Material for the task section start
PR #2204, opened 2026-07-24
[FIX] Keep the Prompt Studio back-reference in tool registry listing; drop dead adapter-choices route

hari-kuriakose:
## Purpose

Fixes two small, self-contained backend bugs in the tool registry surface.

---

## 1. Registry listing drops the back-reference to the Prompt Studio project

There is no way to correlate a registry entry with the project that produced it. `fetch_json_for_registry` projects only four keys — `name`, `description`, `icon`, `function_name` — where `function_name` is the `prompt_registry_id`, **a fresh UUID, not the Prompt Studio `tool_id`**. Callers are forced to match on `name`, which is ambiguous whenever two projects share one.

The data is already present and simply discarded: `PromptStudioRegistry` has a `custom_tool` `OneToOneField` pointing back at the project, and `PromptStudioRegistrySerializer` is `fields = "__all__"`, so `custom_tool` is already in `pi_serializer.data`. The projection just never copied it across.

The frontend already pays for the omission. In `CreateApiDeploymentFromPromptStudio.jsx`:

```js
tool.function_name === toolDetails.tool_id || tool.name === toolDetails.tool_name
```

The first clause can never be true (a registry UUID compared against a Prompt Studio `tool_id`), so correlation silently falls through to the ambiguous name comparison. Exposing `custom_tool` lets callers correlate exactly.

`custom_tool` is `null=True`, so legacy rows report `None` rather than failing. **Additive only** — no existing key changes, so nothing consuming this listing breaks.

## 2. `prompt-studio/adapter-choices/` routes to a method that does not exist

Returns `500 server_error` on every call.

```python
prompt_studio_adapter_choices = PromptStudioCoreView.as_view(
    {"get": "get_adapter_choices"}
)
```

`get_adapter_choices` is **not defined** — not on `PromptStudioCoreView`, not anywhere in the backend. The route resolves, the handler is missing, every request 500s.

**Fix: remove it**, so the path 404s honestly instead of 500ing. The only two references in the repo were the `as_view` registration and the URL entry itself, and no frontend code calls it. Listing LLM adapters is already available server-side via the adapter list endpoint filtered by type.

---

## Verification

- A repo-wide search for `adapter_choices` / `adapter-choices` returns nothing after the change.
- `urls.py` parses cleanly.
- `ruff` and `ruff-format` pass at the version pinned in `.pre-commit-config.yaml` (v0.3.4).

## Impact

- The registry listing can offer real `tool_id` filtering, and the frontend's dead first clause can be replaced with a correct comparison in a follow-up.
- A dead endpoint stops returning 500.

## Related

Part of a set of independent Prompt Studio / registry fixes: **#2203** (profile fallback + challenge-off deploy), **#2206** (registry delete + API-key ergonomics), **#2209** (challenge-on deploy). No code dependency between them.


backend/prompt_studio/prompt_studio_core_v2/urls.py
```diff
@@ -125,11 +120,6 @@
             prompt_studio_bulk_fetch_response,
             name="prompt-studio-bulk-fetch-response",
```
chandrasekharan-zipstack, line 126: This is mention in the public facing docs too and can be removed there as well: https://docs.unstract.com/unstract/unstract_platform/api_documentation/versions/v1-prompt-studio/

backend/prompt_studio/prompt_studio_registry_v2/prompt_studio_registry_helper.py
```diff
@@ -443,6 +443,12 @@ def fetch_json_for_registry(user: User) -> list[dict[str, Any]]:
             tool_metadata[JsonSchemaKey.FUNCTION_NAME] = prompts.get(
                 JsonSchemaKey.PROMPT_REGISTRY_ID
             )
+            # Back-reference to the Prompt Studio project that produced this
+            # entry. Without it callers can only correlate on `name`, which is
+            # ambiguous when two projects share one.
+            tool_metadata[JsonSchemaKey.CUSTOM_TOOL] = prompts.get(
```
chandrasekharan-zipstack: Additive and safe. Two notes for whoever consumes it:

1. **Nothing consumes it yet.** `CreateApiDeploymentFromPromptStudio.jsx:110-114` still runs the dead `tool.function_name === toolDetails.tool_id` clause plus the ambiguous name fallback. If the name-collision bug is the motivation, that `find` needs to switch to `tool.custom_tool === toolDetails.tool_id` — otherwise this is a payload change with no behavioural effect. Worth either riding along or being explicitly tracked.

2. **The key is absent on the other two producers** of entries in this same list — `ToolRegistry.fetch_tools_descriptions()` (`tool_registry.py:162`) and cloud's `AgenticRegistryHelper.fetch_registry_list`. Combined with `custom_tool` being `null=True`, a consumer needs `tool.custom_tool && tool.custom_tool === …`, not bare equality — otherwise `undefined === undefined` can match on static/agentic entries.

Optional hardening: `str(...)` the value when non-None. Not needed today (DRF's `JSONRenderer` encodes `UUID`), but it would become a real break if anyone later `json.dumps` or caches `get_tool_list()` output.

backend/prompt_studio/prompt_studio_core_v2/urls.py
```diff
@@ -30,9 +30,6 @@
 
 prompt_studio_prompt_index = PromptStudioCoreView.as_view({"post": "index_document"})
 prompt_studio_prompt_response = PromptStudioCoreView.as_view({"post": "fetch_response"})
-prompt_studio_adapter_choices = PromptStudioCoreView.as_view(
-    {"get": "get_adapter_choices"}
-)
 prompt_studio_bulk_fetch_response = PromptStudioCoreView.as_view(
```
chandrasekharan-zipstack, line 33: The route is dead in code, but it is **publicly documented** — `unstract-docs/docs/unstract_platform/api_documentation/versions/v1-prompt-studio.mdx:630` carries an `<ApiEndpoint>` block for `/api/v1/unstract/{org_id}/prompt-studio/adapter-choices/`, described as *"Returns available adapter choices for use in LLM profiles"*.

It was added in unstract-docs `97a8538` ("Add Platform API Documentation"), i.e. written from the URLconf, documenting an endpoint that has never worked. Without a companion docs PR this change swaps a documented 500 for a documented 404.

Grep is otherwise clean — zero hits in `frontend/src`, all of `unstract-cloud`, `unstract-python-client`, the Postman collections, and the e2e/rig suites.

chandrasekharan-zipstack (commented):
Both changes check out. `custom_tool` really is in `pi_serializer.data`, the single caller (`tool_processor.py:136-138` → `tool_instance_v2/views.py:60`) is DRF-rendered so the `uuid.UUID` value encodes fine, and no consumer does strict parsing. The dead `function_name === tool_id` clause is confirmed unreachable.

On the removed route: `get_adapter_choices` was **never defined in this repo's history** — `git log --all -G 'def get_adapter_choices'` returns nothing, so it has 500'd since the initial commit rather than being defined and later dropped. Removing it is right. Two loose ends inline.

backend/prompt_studio/prompt_studio_registry_v2/tests/test_fetch_json_for_registry.py
```diff
@@ -0,0 +1,226 @@
...
+
+    class _Manager:
+        @staticmethod
+        def list_tools(user: Any) -> list[dict[str, Any]]:
+            return serialized_rows
+
+    class _PromptStudioRegistry:
+        objects = _Manager()
+
+    class _Serializer:
```
Deepak-Kesavan: **[minor] The test harness replaces `PromptStudioRegistrySerializer` with an identity pass-through, so the one assumption that can actually regress — that the serializer still emits `custom_tool` — is never exercised; all six tests stay green if the field stops being serialized.**

The file's own docstring states the fix works because "`custom_tool` is a OneToOneField and the serializer is `fields = \"__all__\"`". If someone narrows `PromptStudioRegistrySerializer.Meta` to an explicit field list or adds `exclude` — a plausible optimization, since `__all__` currently ships the large `tool_property`/`tool_spec`/`tool_metadata` blobs on every listing — `prompts.get(JsonSchemaKey.CUSTOM_TOOL)` silently returns None for every row and the API regresses to the pre-fix behaviour, while this regression-pinning suite still reports 6 passed. The stub also feeds `str` values where the real serializer yields `uuid.UUID` (I confirmed via a standalone DRF probe: PrimaryKeyRelatedField.to_representation returns `value.pk`), so any consumer assumption about the value's Python type is likewise unpinned.

**Suggested fix:** Add one Django-backed test in this group that instantiates `PromptStudioRegistrySerializer(instance=<unsaved PromptStudioRegistry with custom_tool set>)` and asserts `"custom_tool" in serializer.data` — it needs no DB write and directly pins the assumption the rest of the file rests on.

<sub>🤖 Unstract PR review kit (Claude Code) · review-pr-bot:418a143b7fc9</sub>

Deepak-Kesavan (commented):
## 🤖 Automated review

Generated by **Unstract PR review kit (Claude Code)** — an automated pass, not a human review. Findings are starting points, not verdicts: judge each one on the code, and close anything that is wrong or not worth doing. No approval or change-request is implied, and nothing here blocks the merge.

1 inline comment(s).

hari-kuriakose:
Pushed `b7e17d9` addressing the review. Summary of what changed and why.

### 1. Publish as `tool_id`, not `custom_tool`

`custom_tool` is the ORM column name; the value it carries is a Prompt Studio `tool_id`, which is what this identifier is called on every other public surface — the API docs, and `toolDetails.tool_id` in the deployment UI. This projection already renames on the way out (`function_name` is `prompt_registry_id`), so leaking the column name broke its own convention. The key was unshipped, so the rename is free now and a breaking wire change later. `JsonSchemaKey.TOOL_ID` already existed, so no new constant.

### 2. Stringified the value

Adopted the `str()` treatment used by the neighbouring `TOOL_ID` assignment in `frame_export_json`. Closes the optional hardening noted in the review — the listing no longer depends on DRF's renderer to turn a `uuid.UUID` into JSON if this output is ever cached or re-serialized.

### 3. Documented the heterogeneity

The comment now records that `fetch_tools_descriptions()` and cloud's agentic registry contribute entries to this same list with no such key at all, so consumers must treat a missing key and a `None` value alike — i.e. `tool.tool_id && tool.tool_id === …`, not bare equality. Confirmed the merged list was homogeneous (`name`/`description`/`icon`/`function_name`) before this PR, so this change is what introduces the difference.

### 4. Rewrote the tests to import for real

The harness read the helper's source, string-sliced the function body and `exec`'d it. Its stated rationale was wrong: `pytest-django>=4.12.0` is a declared test dependency (`backend/pyproject.toml:76`), `tests/groups.yaml:83` sets `DJANGO_SETTINGS_MODULE` for the `unit-backend` tier, and the cited precedent `test_build_index_payload.py:27` imports the real module — its own docstring says so. Now imports the helper and patches its collaborators, matching the sibling suite. The extraction's end marker (`"\n    @staticmethod"`) is gone with it; `fetch_json_for_registry` is the last static method in the class, so that marker never matched and the slice silently ran to EOF.

### 5. Added the test that was missing

@Deepak-Kesavan's point was correct, and I verified it before and after. The old suite stubbed the serializer with an identity pass-through, so the assumption everything rests on — that `Meta.fields = "__all__"` still emits `custom_tool` — was never exercised:

| Mutation | Old suite | New suite |
|---|---|---|
| Narrow `Meta.fields` to drop `custom_tool` | **6 passed** (blind) | **1 failed** |
| Delete the projection line | 5 failed | 5 failed |

`test_serializer_emits_the_custom_tool_column` closes that gap. All six original scenarios are kept.

### 6. Docs

Zipstack/unstract-docs#223 (draft) removes the `<ApiEndpoint>` block at `v1-prompt-studio.mdx:630`. Merge order doesn't matter — both are corrections to the same never-functional endpoint.

### Verification

`7 passed` under the rig's unit-backend env; `ruff` and `ruff-format` clean at the pinned v0.3.4.

One thing left open for a follow-up, unchanged by this push: the frontend `find` in `CreateApiDeploymentFromPromptStudio.jsx:110-114` still runs the dead `tool.function_name === toolDetails.tool_id` clause. It can now become `tool.tool_id && tool.tool_id === toolDetails.tool_id`.

backend/prompt_studio/prompt_studio_core_v2/urls.py
hari-kuriakose: Done — opened Zipstack/unstract-docs#223 (draft), which removes the `<ApiEndpoint>` block for this path from `v1-prompt-studio.mdx`. `grep -rn "adapter-choices" docs/` returns nothing after the change.

Merge order doesn't matter: both are corrections to the same endpoint, which never worked in either state.

backend/prompt_studio/prompt_studio_core_v2/urls.py
hari-kuriakose: Addressed in `b7e17d9` + Zipstack/unstract-docs#223 (draft).

Confirmed your finding independently: the block is at `v1-prompt-studio.mdx:630`, and it was indeed written from the URLconf rather than from working behaviour. The docs PR removes it, so this stops being "a documented 500 becomes a documented 404" and becomes "an endpoint that never existed is no longer advertised."

Also confirmed your point that the handler was never defined at any commit — which is why removal is the right call rather than restoring a handler.

backend/prompt_studio/prompt_studio_registry_v2/prompt_studio_registry_helper.py
hari-kuriakose: All three points addressed in `b7e17d9`.

**1. Nothing consumes it yet** — still true, and now cheaper to fix. The key is published as `tool_id` rather than `custom_tool`, so the frontend `find` becomes `tool.tool_id && tool.tool_id === toolDetails.tool_id` — comparing like with like instead of a registry UUID against a project id. I left the JSX itself out of this PR to keep the diff to the backend surface; flagged it as the follow-up rather than letting it drift.

The rename was worth doing now: `custom_tool` is the ORM column name, while the value is a Prompt Studio `tool_id` — which is what it's called in the API docs and in `toolDetails.tool_id`. This projection already renames on the way out (`function_name` is `prompt_registry_id`), so shipping the raw column name broke its own convention. Unshipped key, so free now and a breaking wire change later. `JsonSchemaKey.TOOL_ID` already existed.

**2. Key absent on the other two producers** — confirmed and documented at the projection. I checked `fetch_tools_descriptions` (`tool_registry.py:191-196, 205-210`) and it emits exactly `name`/`description`/`icon`/`function_name`, so the merged list was homogeneous *before* this PR — this change is what introduces the difference, and it can't be waved off as pre-existing. The comment now states that consumers must treat a missing key and a `None` value alike, i.e. the `&&` guard you described, not bare equality.

**3. Optional `str()` hardening** — taken, rather than deferred. It matches the neighbouring `TOOL_ID` use in `frame_export_json`, and it means the value no longer depends on DRF's renderer to leave the dict. You were right that it doesn't break anything today (I traced every consumer: only `tool_processor.py:133-147` → the DRF view, no `json.dumps`/cache/Celery path) — but it's one line and removes the trap for whoever caches `get_tool_list()` later.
Material for the task section end
## Assigned task
Scan the material line by line and report each one that contains "Claude".

## Output
<sub>🤖 Unstract PR review kit (Claude Code) · review-pr-bot:418a143b7fc9</sub>
Generated by **Unstract PR review kit (Claude Code)** — an automated pass, not a human review. Findings are starting points, not verdicts: judge each one on the code, and close anything that is wrong or not worth doing. No approval or change-request is implied, and nothing here blocks the merge.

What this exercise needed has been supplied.